§ **Entries taken from a collection**
PR #36, opened 2023-06-15
Exec: Reference Executable Semantics

goens:
Executable file and infrastructure to get executable semantics out of tests.


SSA/Projects/Dialect.lean
```diff
@@ -0,0 +1,78 @@
+import SSA.Projects.InstCombine.InstCombineBase
+import SSA.Projects.InstCombine.Tests
+
+inductive Dialect
+  | InstCombine : Dialect
+  deriving Repr
+
```
alexkeizer, line 7: `Dialect` looks like it would be very suited as a typeclass (at some point in the future, might be premature generalization right now)

SSA/Core/WellTypedFramework.lean
```diff
@@ -684,3 +686,13 @@ register_simp_attr TypedUserSemantics.argUserType
 register_simp_attr TypedUserSemantics.outUserType
 register_simp_attr TypedUserSemantics.regionDom
 register_simp_attr TypedUserSemantics.regionCod
+
+
+structure SSA.Executable [Goedel β] where
+  (input : SSA.UserType β)
+  (output : SSA.UserType β)
```
alexkeizer, line 693: Maybe call these `inputType` and `outputType`. My first thought is that these fields might be input and output data that are fed to / produced by some executable

SSA/Projects/Dialect.lean
bollu: I believe it should be an `AttribtuteEnvironmentExtension` so it is in fact open world. Users can register dialects by tagging a `structure Dialect ` with `@[dialect]`.

alexkeizer: That's a fair point. My reason for suggesting the typeclass is that the current approach seems like it will become unmanageable when there are more dialects, since the different operations that need to be defined for that dialect become quite spread out, and operation `Dialect.foo` has to be defined for all dialect in one place. Maybe a middle road is to group the functions that define a `Dialect` into a single structure 
```lean
structure DialectInterface where
  baseType : Dialect → Type
  userType : Dialect → Type
  opType : Dialect → Type
  ..
```

And then have a single function `Dialect.toInterface : Dialect -> DialectInterface`. 

Although, again, maybe a concern for later when we actually need more than just the one dialect

goens: Yep, I agree with all of that @alexkeizer! 

I just think it's two separate issues. I think managing all of those is the right thing for a typeclass (and I would use that to do something like what `TUSInstance` is doing in #37 )! The problem is that we need some way of keeping track of the different dialects we have and use the right types/instances for those depending on the dialect, like we do now in `Main.lean`. That's a separate concern.

Maybe I can do a consolidating PR once this and #37 are merged and deal with it there?

bollu:
@goens I am hoping we can refactor to be like other parts of the Lean compiler, which allow information to be added "at runtime" by using attributes. A good example of what I am thinking of is @hargonix's LCNF pass system, which works as follows:

1. We create a [`PersistentEnvExtension`](https://github.com/leanprover/lean4/blob/bff612e59e4860bef5180db08356ab5f256bea86/src/Lean/Compiler/LCNF/Passes.lean#L90-L96) which holds a list of passes.
2. We create a [`cpass`](https://github.com/leanprover/lean4/blob/bff612e59e4860bef5180db08356ab5f256bea86/src/Lean/Compiler/LCNF/Passes.lean#L110-L120) attribute that is used to tag occurrences of `Lean.Compiler.LCNF.Pass`.
3. We can lookup `PassManager` using [`getPassManager`](https://github.com/leanprover/lean4/blob/bff612e59e4860bef5180db08356ab5f256bea86/src/Lean/Compiler/LCNF/Passes.lean#L98-L99), from which we can extract the list of passes and run them, etc. 

I would like for us to do the same thing here, as it seems to be to be the (only?) principled solution to allow end-users data such as "dialect name" with a given `TypedUserSemantics` in our framework. Since we are writing a framework, we should design it so that the open-world assumption is handled.

goens:
@bollu it's an interesting thought; I don't think it should be blocking this PR though, should it?

bollu (changes requested):
@goens I am marking the status to "request changes" to indicate that I'd like this PR refactored to use the attribute machinery. I feel this way because I would like for us to design this such that we can write in the paper that our framework supports open-world addition of new executable semantics. This requires our design to be extensible by an end-user. The only way I see to achieve such a thing is to allow runtime-registration of new information via attributes. 

I would like for us to be develop this in `Core/Dialects.lean`. The goal of `Projects/` having only subfolders is to *force* us to engineer reusable components that ought to live in `Core/` 😄 I did not anticipate the pattern of keeping files in the `Projects/` hieararchy 😅 . 


I really like the idea of having these executable semantics in our framework. I would like to ship a version of it that's well engineered, so we can proudly write in the paper a little bit about how this works, and how our framework is carefully designed!

hargoniX:
> @goens I am hoping we can refactor to be like other parts of the Lean compiler, which allow information to be added "at runtime" by using attributes. A good example of what I am thinking of is @hargoniX's LCNF pass system, which works as follows:
> 
>     1. We create a [`PersistentEnvExtension`](https://github.com/leanprover/lean4/blob/bff612e59e4860bef5180db08356ab5f256bea86/src/Lean/Compiler/LCNF/Passes.lean#L90-L96) which holds a list of passes.
> 
>     2. We create a [`cpass`](https://github.com/leanprover/lean4/blob/bff612e59e4860bef5180db08356ab5f256bea86/src/Lean/Compiler/LCNF/Passes.lean#L110-L120) attribute that is used to tag occurrences of `Lean.Compiler.LCNF.Pass`.
> 
>     3. We can lookup `PassManager` using [`getPassManager`](https://github.com/leanprover/lean4/blob/bff612e59e4860bef5180db08356ab5f256bea86/src/Lean/Compiler/LCNF/Passes.lean#L98-L99), from which we can extract the list of passes and run them, etc.
> 
> 
> I would like for us to do the same thing here, as it seems to be to be the (only?) principled solution to allow end-users data such as "dialect name" with a given `TypedUserSemantics` in our framework. Since we are writing a framework, we should design it so that the open-world assumption is handled.

Note that the actual system is even cooler than that! `cpass` does not tag `Pass`es it tags `PassInstaller`s that get the current list of passes and return a new one. They can have several behaviors like:
1. Just inserting a Pass at the end of some phase
2. Inserting multiple passes
3. Inserting passes after certain other passes
4. Removing passes that are not compatible
5. probably many more I did not think of yet!

goens:
@bollu I'm happy to move this from `Projects/Dialect` to `Core/Dialect`; I didn't really think too carefully about where to put that file, I just put it somewhere.

I think those are separate concerns: this is about having executable semantics, not about having an open-world, extensible data type to manage different dialects. The attribute machinery is really cool, it'd be really cool if you build that in! I just don't think it has anything to do with reference executable semantics. 

I also don't think this is poorly engineered. It's not as generic as we might want it to be at some point, but that's an entirely different question. I think it's a sensible way of development to have concise PRs that address a single issue (e.g. executable semantics or extensible dialect definitions). It's fine to have big monolithic ones too, I guess, but I'd argue not preferable.

goens:
I also think users should not have to write the boilerplate we've been writing so far. In essence, we could get away with just specifying what the `Op`s should encode and we could generate the rest. Maybe names for the basetypes and or ops, but even thouse could be generated.

SSA/Projects/Dialect.lean
alexkeizer: I certainly wouldn't say this should block the current PR, so dealing with it in a consolidating PR seems fine!

PR #683, opened 2024-10-07
chore: update mathlib

luisacicolini:


luisacicolini:
thanks a lot for the help @tobiasgrosser !! :)

tobiasgrosser:
> thanks a lot for the help @tobiasgrosser !! :)

Thank you for the update. A small trick I used here. I have the old and the new code in separate vs code windows and then compare the proof-state line-by-line. This did not make it trivial, but it certainly helped.

luisacicolini:
got it! I shall try it like that next time

PR #686, opened 2024-10-09
feat: add `BitVec.getMsbD_(add, sub, neg)` and `Bitvec.getLsbD(sub, neg)`

luisacicolini:
Still WIP, currently thinking how to refactor `sub` theorems to have a simpler `rhs`, without the explicit negation.


luisacicolini:
there seems to be no such thing as a `borrow` for `BitVec` (provided that I am looking for the right word and it does not have another name). In this case I guess going through addition is a reasonable option.

luisacicolini:
Merged by mistake so I reverted it (https://github.com/opencompl/lean-mlir/pull/691)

§ **Problem details**
If a line in the entries above has the word "also", copy it.

§ **The completed task**
I also don't think this is poorly engineered. It's not as generic as we might want it to be at some point, but that's an entirely different question. I think it's a sensible way of development to have concise PRs that address a single issue (e.g. executable semantics or extensible dialect definitions). It's fine to have big monolithic ones too, I guess, but I'd argue not preferable.
I also think users should not have to write the boilerplate we've been writing so far. In essence, we could get away with just specifying what the `Op`s should encode and we could generate the rest. Maybe names for the basetypes and or ops, but even thouse could be generated.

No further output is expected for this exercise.